アンキローシスの治療はケースバイケースであり、歯槽骨の状態や患者さんごとに最適な治療法が異なるため、歯科医師とよく相談することが重要です。
アンキローシスを予防するための対策
アンキローシスは発生後の対処が難しく、予防が非常に重要です。
定期的な歯科検診
定期的に歯科医院で検診を受けていると、初期の段階で対処することができます。痛みがなくても気になる部分があればかかりつけの歯科へご相談しましょう。
外傷を避ける
スポーツや事故による外傷がアンキローシスの原因となることが多いです。コンタクトスポーツをされている方は、マウスガードを装着するなどの対策を行いましょう。マウスガードをご希望の方は、歯科医師へご相談ください。
口腔ケアの徹底
歯周病などの細菌感染を予防するために、毎日のブラッシングを欠かさず行うことが大切です。特に就寝時には唾液の分泌量が少なくなるため、ブラッシングのみではなくフロスやタフトブラシ、歯間ブラシを使用して清掃しましょう。
早期治療
歯に違和感を感じた場合や、歯が動かなくなった場合は、なるべく早く歯科医師に相談し、適切な治療を受けることが予防のカギとなります。
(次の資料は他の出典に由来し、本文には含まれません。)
PR #590, opened 2020-09-14
Arbitrary retrievals preparation & new features and improvements

jsign:
This PR started with the quest of preparing to support arbitrary retrievals of deals from the Filecoin network, and ended up improving things or adding other features.

At this point the external API hasn't changed, but it has a lot of internal changes and breaking changes at the Datastore namespace layer, so merging this PR should bump a minor version.

My first approach to solve the "arbitrary retrievals" feature, was somewhat including that concept in the existing "Job" concept. Tried hard but found dead ends. The main problem is that these "arbitrary retrievals" allows to use an IPLD selector to retrieve partial information. So even if you're retrieving from a stored PayloadCid, since you're using a selector you aren't possibly retrieving that Cid, but maybe some partial set of the data.

In fact, you could do multiple retrievals of the same Cid with different selectors, and the underlying data you'll be getting has a different Cid (say, different folders of the same UnixFS dag root)... so all the concepts we had about configurations and information glued to a particular "Cid" breaks apart. In these retrievals the PayloadCid isn't that important, but the "PayloadCid" and the selector. 

At the end, went to the longer but clearer route. Have two types of Jobs. `StorageJob` which are the ones we always had, and new `RetrievalJob` which provides this new feature. Not forcing both features be provided by the same `Job` concept allows to less complex code, since they're completely different features and each kind of `Job` needs different data to execute and save its results.

So, since the original `Job` was moved to `StorageJob`, and we have more than one job type (now also `RetrievalJob`), this had some important cascading changes in code structure. Also, got greedy and ended up doing some other good changes.

Here's some summary of things:
- The Docker image of Powergate now also includes the `pow` CLI. This is helpful when you run a bash inside the Docker container, since you also have the `pow` to run CLI commands against `powd`. Is very useful to debug stuff.
- The _HotConfig_ part of _StorageConfig_, now has an extra attribute _UnfreezeMaxPrice_ which the user can set to provide the max price to pay for unfreezing the data from the FIlecoin network. This is still not supported in Lotus, but will come soon in the API that supports IPLD selectors... so getting a bit ahead.
- `CidLogger` was changed to `JobLogger`, since now a Job can be a `StorageJob` or a `RetrievalJob`, so it can log things from both types of actions. The name `CidLogger` before implied _logging messages of stored Cids_, but that isn't accurate now that we have jobs that retrieve potentially partial data in a Deal.
- Now instead of having a single `JobStore`, we have a `StorageJobStore` and a `RetrievalJobStore`, as the repositories for persisting data of Jobs types.
- The _ColdConfig_ part of _StorageConfig_, has a new attribute _FastRetrieval_. This allows the user to set if want to make deals with the _FastRetrieval_ feature, which means the miner will hold an unsealed copy of the deals data to allow fast retrievals of deals data.
- The _DealsModule_ retrievals APIs switched to another signature that provides more information about whats going on in the retrieval. They now return a channel that produces events on how the deal retrieval is unfolding, such as providing how much funds are being sent and how many bytes are being transferred while the retrieval process is moving forward. This will be useful to log appropriate data in `RetrievalJobs`, so to give some information of what's happening while the retrievals are executing.
- Per the recommendation of Peter, we store also the `PieceCid` as information in `CidInfo`. In theory, `PayloadCid` would be enough, but considering some future changes that might happen this was a recommended thing to store handy.
- New feature in a FFS instance: We have a new feature to import deals to Powergate. That's to say: say I stored a Cid in 3 deals in Filecoin using the Lotus CLI. Now there's an `Import(...)` API to feed that data as if those things were done in Powergate. From that moment forward, you can keep changing the storage config and make Powergate do stuff. Imported deals are imported with a  _StorageConfig_ with _Hot Storage_ disabled (for obvious reasons that we're only importing deals data, not data). If later the user wants to unfreeze, it can push a new _StorageConfig_ as usual. TBH, this feature started as a potential solution to the "make arbitrary retrievals" feature but was a dead end. But looks like a useful feature anyway for other things.
- New feature in a FFS instance: `StartRetrieval(...)`. This is the original intention of the PR. You provide a `PayloadCid`, `PieceCid`, IPLD selector, and list of miners (plus some opts params), and it will schedule a `RetrievalJob` to make that happen and make the data available to retrieve. This PR doesn't have the core part of the retrieval yet, so it has the skeleton of most of the "Jobs" part, scheduler, etc. But all that is what triggered all these other changes mentioned. To be clear, this `StartRetrieval` isn't providing the feature yet.
- The deals renewal daemon now behaves the same as the repair daemon. It schedules Jobs to check for deals of stored Cids that should be renewed. Before this, it did things separately of running Jobs... which I didn't like since we should always try to make a unique action for a stored Cid at the moment. Having exceptions to that rule might cause problems if deal renewal is being made for a Cid, and some processing of an updated _StorageConfig_ was done for the same Cid. Now that renewals are also done as auto-scheduled _StorageConfig_ jobs, all storage/renewal/repair work is in a main trunk: just execute jobs. This is something that was in my todo for a long time.
- Before we had an `Action` which basically was data that a Job needed to do its job. For example, for previous Job it had a stored Action that contained the _StorageConfig_ information, etc (since that isn't stored in the Job itself). Now the original `Action` was renamed to `StorageAction`, and there's a new `RetrievalAction`. In short: `StorageJobs` will retrieve their corresponding `StorageAction` (just as before `Job` had its corresponding `Action`), and the new `RetrievalJobs` would have their corresponding `RetrievalAction`. Again, I chose to not use the same single `Action` for both things since is confusing, and depending on which kind of job you want to execute, data needed is different. So this is cleaner. If in the future we have new job types, then they'll have their own new action types with the data they need for executing.
- A new component was made which contains which Cids had enabled repair or renew flags. Before this was resolved by looking at _StorageConfigs_ which was confusing and a bit error-prone. Now all Cids that need some kind of background tracking, are registered in this new "Tracker" component which makes the work of the repair and renews daemons easier.

All these changes didn't have breaking changes at the gRPC API levels. There're some new attributes in protos, but they aren't breaking. Since the originally intended arbitrary retrieval isn't ready yet, all the gRPC/CLI/etc part of the work isn't done. So from the perspective of a user, this update is a breaking change at the datastore level. Their apps or CLI usage is unchanged. In fact, it can be noticed that all the integration tests were unchanged and working.

To be clear, the arbitrary retrievals part isn't ready yet... which is a bit funny since was the original intention of the PR. But it already set up the stage to focus on that work having all the necessary changes, refactors and skeleton ready.

I think the above bullet points provide a good summary of changes, so won't be adding comments to code... I don't like making these dense reviews, so I'd recommend to take it light and have handy the bullet points to see the intention of changes.


asutula (approved):
Wow great updates! The PR description was really helpful, and that all sounds good and makes sense. Gave the code changes a decent read through, but so much going on there... let's get this merged and start using it.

これらの対策を実施することで、アンキローシスのリスクを大幅に減らすことができます。
まとめ
アンキローシスとは何か、原因、症状、治療法や予防策までをご案内しました。早期発見と適切な対処を行えば、日常生活への影響を最小限に抑えることが可能です。歯に異常を感じた際は、早めに専門医の診察を受け、健康な口腔環境を保ちましょう。